*EXERCISE:*
Retype only the stretch of lines that starts with the line containing "PR #483, opened 2022-05-05" and ends with the last line of the records, both included, exactly.

== AVAILABLE DATA

PR #2408, opened 2025-03-21
chore: version matching

chdeskur:
adds version matching for app router


dsinghvi (approved):
wonder if there is a test we can run here

PR #2414, opened 2025-03-22
feat: versioned explorer sidebar

chdeskur:


chdeskur:
out of scope: using the version dropdown to switch between versions of the explorer

packages/fern-docs/bundle/src/components/playground/utils/flatten-apis.ts
```diff
@@ -15,13 +15,18 @@ const trimBreadcrumbs = createBreadcrumbSlicer<ApiGroup>({
...
-  root: FernNavigation.NavigationNode | undefined
+  root: FernNavigation.NavigationNode | undefined,
+  version: string | undefined
 ): ApiGroup[] {
   if (root == null) {
     return [];
   }
   const result: ApiGroup[] = [];
   FernNavigation.traverseDF(root, (node, parents) => {
+    if (version && node.type === "version" && node.versionId !== version) {
```
abvthecity, line 26: Can you move this upstream?

abvthecity (approved):

packages/fern-docs/bundle/src/components/playground/utils/flatten-apis.ts
chdeskur: could you explain a bit more on what you mean?

chdeskur: thank you! resolved

PR #467, opened 2022-04-14
fix and improve helm tests

achimweigel:

/area helm-deployer
/kind enhancement
/priority 3

This PR updates the helm tests such that also value settings are tested. The local helm chart must be exchanged because the old one is not working anymore with newer kubernetes versions. 

Fixes #

**Release note**:

```other operator

```


reshnm (approved):
/lgtm

PR #470, opened 2022-04-21
handle the maximum length restriction for deployer registrations intstallation names more gracefully

reshnm:

/area deployers
/kind enhancement
/priority 3

The user can configure the "deployerManagment.agent.name" field in the landscaper helm chart values.
This value is used to create a Landscaper Environment. The landscaper then creates a installation for each registered deployer which is named by _$deployerRegistration-$environment_.
Landscaper installations have a maximum name length limitation of 58.
When the agent name is configured with a verly long name, this may prevent the landscaper to create the installation.

This PR basically does two things:

1. add an error to the landscaper helm chart when the value of "deployerManagment.agent.name" is longer than 30.
2. Add a Status to the DeployerRegistration CRD. The status contains a LastError field analog to other Landscaper CRDs. When the installation name for the DeployerRegistration exceeds the maximum length, The LastError is set accordingly.

**Release note**:

```other operator
The landscaper chart value "deployerManagment.agent.name" now has a maximum length of 30 to prevent failing installations of deployer registrations.
```


achimweigel (approved):
/lgtm

PR #483, opened 2022-05-05
Simplify reconcile helper

achimweigel:

/area deployers
/kind enhancement
/priority 3

Analysing the reconcile helper showed that most required data is already needed just after the object creation. Therefore it was possible to move this data creation from the requirements framework into the constructor. The only left data "dependencies" were refactored into a parameter making the data flow more explicit and allows the removal of the requirements framework. 

Fixes #

**Release note**:

```other operator
NONE
```


Diaphteiros (approved):
/ltgm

====

*TASK ANSWER:*
PR #483, opened 2022-05-05
Simplify reconcile helper

achimweigel:

/area deployers
/kind enhancement
/priority 3

Analysing the reconcile helper showed that most required data is already needed just after the object creation. Therefore it was possible to move this data creation from the requirements framework into the constructor. The only left data "dependencies" were refactored into a parameter making the data flow more explicit and allows the removal of the requirements framework. 

Fixes #

**Release note**:

```other operator
NONE
```


Diaphteiros (approved):
/ltgm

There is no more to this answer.